**RAW DATA**.
PR #142, opened 2019-07-31
Move some of the more opinionated default styles out of the 'base' stylesheet

laurelfulford:
### All Submissions:

* [x] Have you followed the [Newspack Contributing guideline](https://github.com/Automattic/newspack-theme/blob/master/.github/CONTRIBUTING.md)?
* [x] Does your code follow the [WordPress' coding standards](https://make.wordpress.org/core/handbook/best-practices/coding-standards/) and [VIP Go coding standards](https://vip.wordpress.com/documentation/vip-go/code-review-blockers-warnings-notices/)?
* [x] Have you checked to ensure there aren't other open [Pull Requests](../../pulls) for the same update/change?

### Changes proposed in this Pull Request:

I noticed when starting to experiment with stylesheet styles that matched the mockups that there were a few things in the default styles that would have to be overridden in each and everyone one:

- the 'accent' headers
- the button-like styles on all the tertiary navigation
- the backgrounds on the category links

This PR starts the process of moving those styles into a separate SCSS file that isn't included in the other style packs, and it moves over the 'accent' header styles. 

It also removes some of the placeholder styles from the "Style 1" style pack, to make testing easier. 

I will circle back and tackle the other more opinionated styles in separate PRs.

**Accent header with the default stylepack:**
image

**Accent headers with Style Pack 1:** (which just changes the font and background colour now)
image

### How to test the changes in this Pull Request:

1. Apply the PR and run `npm run build`.
2. Confirm that the 'accent' headers continue to look correct. These can be tested on the homepage, in the 'section header' of the homepage block, and as the sidebar widget's titles.
3. Navigate to Customizer > Style Packs and switch to Style 1 (note this will not preview correctly due to #52). 
4. On the front end, confirm that this header is no longer all caps, blue, or has a bottom border. This gives us a cleaner slate with this element to customize for the other style packs. 

### Other information:

* [x] Have you added an explanation of what your changes do and why you'd like us to include them?

PR #152, opened 2019-08-02
Move more opinionated 'tertiary menu' styles to the default style.scss.

laurelfulford:
### All Submissions:

This is a continuation of work started in #142: pulling some of the more opinionated default styles into a separate stylesheet, so they don't need to be overridden in every other style variation.

This PR moves the 'tertiary menu' styles (the button-like links on the right) into a separate stylesheet.

image

2. Visually confirm the tertiary menu looks correct -- it is only applied when the header does not use the solid background or the short styles.
3. Navigate to the Customizer and switch to Style 1, and confirm that the links no longer have backgrounds.

### Other information:

### DIFF
--- a/sass/navigation/_menu-tertiary-navigation.scss
+++ b/sass/navigation/_menu-tertiary-navigation.scss
@@ -42,25 +42,6 @@ nav.tertiary-menu {
 	}
 }
 
-body:not(.header-solid-background):not(.header-simplified) {
-	nav.tertiary-menu {
-		a {
-			background-color: lighten($color__text-light, 45%);
-			color: $color__text-main;
-			@include button-transition;
-			border-radius: 5px;
-			font-size: $font__size-sm;
-			font-weight: 700;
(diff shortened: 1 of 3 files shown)


laurelfulford:
Ah dang! It's not expected, but it looks to be a similar-ish issue to #52 -- the preview is loading both style.css (the default) and style-1.css (the style pack style) in the Customizer, though it only loads one on the front-end:

Screen Shot 2019-08-03 at 1 08 35 PM

Unfortunately it's a lower priority to fix, compared to finishing the theme's front end, but I'll try to prioritize it once the theme is more complete.

jeffersonrabb:
> Unfortunately it's a lower priority to fix, compared to finishing the theme's front end, but I'll try to prioritize it once the theme is more complete.

Agreed. A very minor problem, especially given our aspiration to configure the theme from the plugin.

laurelfulford:
Thanks for the review, Jeff!

PR #159, opened 2019-08-06
Make sure default style is properly dequeued

laurelfulford:
### All Submissions:

I noticed when working on the style variations that the default style.css wasn't properly being dequeued when you used a non-default style variation. 

This PR fixes that. 

1. Navigate to Customizer > Style Pack, and pick 'Style 1'.
2. Publish changes.
3. View source -- note you can still find both `newspack-theme/style.css` and `newspack-theme/styles/style-1.css` -- only the latter should be there.
4. Apply the PR.
5. Confirm that `newspack-theme/style.css` is no longer being loaded.
6. Navigate to Customize > Style Pack and change back to the default.
7. Confirm that the default styles load correctly.

### Other information:

### DIFF
--- a/classes/class-newspack-style-packs-core.php
+++ b/classes/class-newspack-style-packs-core.php
@@ -64,20 +64,27 @@ class Newspack_Style_Packs_Core {
 	 * Gets active Style Pack and loads appropriate stylesheet.
 	 */
 	public function init() {
-		$this->style = get_theme_mod( 'active_style_pack' );
+		$this->style = get_theme_mod( 'active_style_pack', 'default' );
 		if ( is_customize_preview() ) {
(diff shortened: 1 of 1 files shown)


laurelfulford:
Thanks @claudiulodro!

> The new look is probably the correct version, but just a heads-up, the article headings look different after making this change:

Yup! The border is only used for the default style pack, and the all-caps not for all of them, so I figured it'd be easier to apply them when needed, than having to override them repeated :)

laurelfulford:
🤦‍♀ Just realized my comment was not for this change specifically. I should have said, the border and header are being inherited from style.css, instead of being in style-1.css, so it's correct that they're not displaying anymore.

PR #161, opened 2019-08-07
Remove 'smart' text colours with solid background colours

laurelfulford:
### All Submissions:

Originally Twenty Nineteen included styles so when you set a solid background on, say, a pullquote or paragraph block, it would automatically change the block's default text colour to white.

This worked well for that theme because it only allowed customizing the hue; the white background colour would always have sufficient contrast. 

In the Newspack theme, you can pick a lot more variety of colours to be used as those defaults, with varying saturation -- white may not always have sufficient contrast. I was also running into issues getting these styles to work with our theme's styles.

This PR removes those styles; every block that lets you pick a background colour also lets you change the foreground, so you can still make sure blocks with background colours have sufficient contrast. 

**Before:**

image

**After:**

image

1. Copy and paste this [test content](https://cloudup.com/cKLk8i6HS3D) into a post.
2. Save and publish and view both in the editor and on the front end; the blocks using a 'default' colour (one set by the theme) automatically use white text, even though they haven't been assigned white text.
4. Confirm that the text in all the blocks matches the rest of the body text. 

### Other information:

### DIFF
--- a/sass/blocks/_blocks.scss
+++ b/sass/blocks/_blocks.scss
@@ -759,43 +759,6 @@
 		font-size: $font__size-xl;
 	}
 
-	//! Custom background colors
-	.has-primary-background-color,
-	.has-primary-variation-background-color,
-	.has-secondary-background-color,
-	.has-secondary-variation-background-color {
-
-		// Use white text against these backgrounds by default.
-		color: $color__background-body;
-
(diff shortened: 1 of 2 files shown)


laurelfulford:
Thanks!

PR #163, opened 2019-08-07
Fix positioning issue for search icon + AMP

laurelfulford:
… turns out re-using the AMP ones won't work for getting the menu in the right location.

### All Submissions:

Our AMP mobile menu setup uses `toolbar-target`, which helps you to avoid duplicating menu code by having AMP copy it from its original location in the mobile sidebar, to somewhere else on the site. This new location is determined by ID, and requires you to add empty HTML elements to the page.

I had hoped we could use these empty `divs` to help position the search icon next to the menus, but didn't consider that the menu might not be copied exactly where I expected it to be.

In other words, when you enable AMP with certain header settings, the search icon appears in the wrong spot: 

**With AMP on (incorrect):**
image

image

**With AMP off (correct):**

image

image

This PR fixes this issue by (unfortunately!) adding yet another `div` and reusing the existing styles. 

1. Under Customizer > Site Identity, check only 'Short Header'.
2. With AMP enabled, view the site and see the search icon is between two menus (tertiary and primary).
3. Under Customizer > Site Identity, check both 'Short Header' and 'Center Logo'
4. With AMP enabled, view the site to see the search is in front of the primary navigation on the right.
5. Apply the patch and run `npm run build`. 
6. Repeat steps 1-4 and confirm the menu now appears on the end.
7. Confirm that each variation of the header (just 'Short', and 'Short' + 'Centered Logo') look correct with AMP turned off. 

### Other information:

### DIFF
--- a/header.php
+++ b/header.php
@@ -105,18 +105,23 @@
 				// Short header:
 				if ( true === $header_simplified ) :
 				?>
-					<div id="site-navigation">
-						<?php
-						if ( ! newspack_is_amp() ) {
-							newspack_primary_menu();
-						}
+					<div class="nav-wrapper">
+						<div id="site-navigation">
+							<?php
+							if ( ! newspack_is_amp() ) {
+								newspack_primary_menu();
+							}
+							?>
+						</div><!-- #site-navigation -->
 
+						<?php
 						// Centered logo:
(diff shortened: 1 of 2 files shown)


laurelfulford:
Thanks Jeff!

**EXERCISE PROMPT**. Take the lines from the first line of the records through the line holding "Have you followed", both included, and please reproduce them exactly with nothing added.

**SOLUTION TO THE EXERCISE**.
PR #142, opened 2019-07-31
Move some of the more opinionated default styles out of the 'base' stylesheet

laurelfulford:
### All Submissions:

* [x] Have you followed the [Newspack Contributing guideline](https://github.com/Automattic/newspack-theme/blob/master/.github/CONTRIBUTING.md)?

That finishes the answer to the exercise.